17 Oct 2022 | 3 mins
Overview
  • Sharehouse living is one of the great rites of passage, but is it better to go it alone, or take your mates along for the ride?
  • We’re going to look at the pros and cons of moving out with strangers.

You’ve probably heard that moving in with friends isn’t a great idea, but what about moving in with strangers? Before you decide to move in with some randos off Flatmate Finder, here’s what you should have a think about:

What’s good about moving in with strangers?

Moving in with strangers is way lower-stakes - you don’t have to worry about ruining a friendship because you’re not really mates to begin with. It also changes the expectations a little. When you’re living with mates, you can sometimes tend to get a bit sloppy with getting your chores done because you know that they’ll forgive you (at least to your face!). With strangers, you can set the expectations and build that trust over time. Living with strangers definitely meant we kept our home cleaner.

Plus, you can end up meeting people that you never would have met otherwise. I don’t know about you guys, but I found that my high school friends and uni friends mostly came from the same areas and social circles I had when I was growing up, and we’d all had similar lives and experiences. When I moved in with strangers, I got to meet some really interesting people with totally different lives and perspectives. We got to introduce each other to our respective friend groups, and made a few new friends too. If you’re craving something a little different to the same-old, same-old, moving in with strangers can be a great call.

Also if you’re not totally sold on moving in with people completely outside of your circles, you can try and move in with friends of friends.
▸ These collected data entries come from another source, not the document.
PR #52, opened 2022-05-01
Add files array to package.json

lukebennett88:
Currently we're shipping the entire content of the package directory with all of our packages:
<https://unpkg.com/browse/@spark-web/button@1.0.3/>
We only need to package the contents of the `dist` directory, so adding it to every `package.json` file in the `packages` directory should dramatically reduce the library size.

See: <https://docs.npmjs.com/cli/v8/configuring-npm/package-json#files>

### DIFF
--- a/packages/float-input/package.json
+++ b/packages/float-input/package.json
@@ -4,6 +4,9 @@
   "license": "MIT",
   "main": "dist/spark-web-float-input.cjs.js",
   "module": "dist/spark-web-float-input.esm.js",
+  "files": [
+    "dist"
+  ],
   "dependencies": {
     "@babel/runtime": "^7.14.6",
     "@emotion/css": "^11.7.1",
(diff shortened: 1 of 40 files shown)


packages/float-input/package.json
```diff
@@ -1,17 +1,9 @@
 {
   "name": "@spark-web/float-input",
-  "license": "MIT",
   "version": "0.0.0",
+  "license": "MIT",
   "main": "dist/spark-web-float-input.cjs.js",
   "module": "dist/spark-web-float-input.esm.js",
```
nderkim, line 6: did you get distracted doing the sort and forget to do the files thingamajiggy here?

nderkim (approved):

packages/float-input/package.json
lukebennett88: Yeah I must have missed this after rebasing (this is a new package).
Good catch 👍

PR #54, opened 2022-05-02
style: added pre-commit linting hook

justinfaynhan:
It is common to forget to lint/format code before pushing changes and breaking PR build checks, resulting in roundabout lint fix commits. Adding precommit hook linting for better developer experience.


matildaPan (approved):
awesome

Chances are if your mates vouch for them, you’ll be able to get along too, but there isn’t as much pressure to get along all of the time.

What’s bad about moving in with strangers?

The toughest part about moving in with someone you don’t know is that you can’t always tell how they’re going to behave once you’ve moved in.

Everyone who’s browsed their local flatmate finder Facebook group has seen that generic post where they say ‘we’re not a party house, but we love a cheeky glass of wine together on a Friday night!’. I can tell you right now that everyone has a different idea about what ‘not being a party house’ means. For some it means an 11pm curfew, and for others it just means that they’ll turn the music down a little bit at 3am.

Some people are just plain difficult to live with, and as soon as you move in you’ll find yourself waiting for the earliest opportunity to get the hell out of there. Not feeling like you can be comfortable in your own home is a pretty awful feeling, and I know plenty of people who started procrastinating going home after work or uni so they wouldn’t have to deal with a nasty housemate.

How should you approach moving in with strangers?

When you’re meeting them at their place (if you’re moving into an existing home), don’t be afraid to ask heaps of questions about how they run the house.

How many parties do they reckon they have a year? Are they early risers or night owls? Do they have partners who are going to be over all the time? It might seem like a bit much, but you’re way better off finding everything out before you sign up for a lease contract and go through the expensive process of moving in.

So should I move in with strangers?

If you’re excited by the idea of meeting new people and making new friends, moving in with strangers can be a really awesome experience. While there will be a couple of speed bumps along the way, you can rest easy knowing your old friendships will stay intact.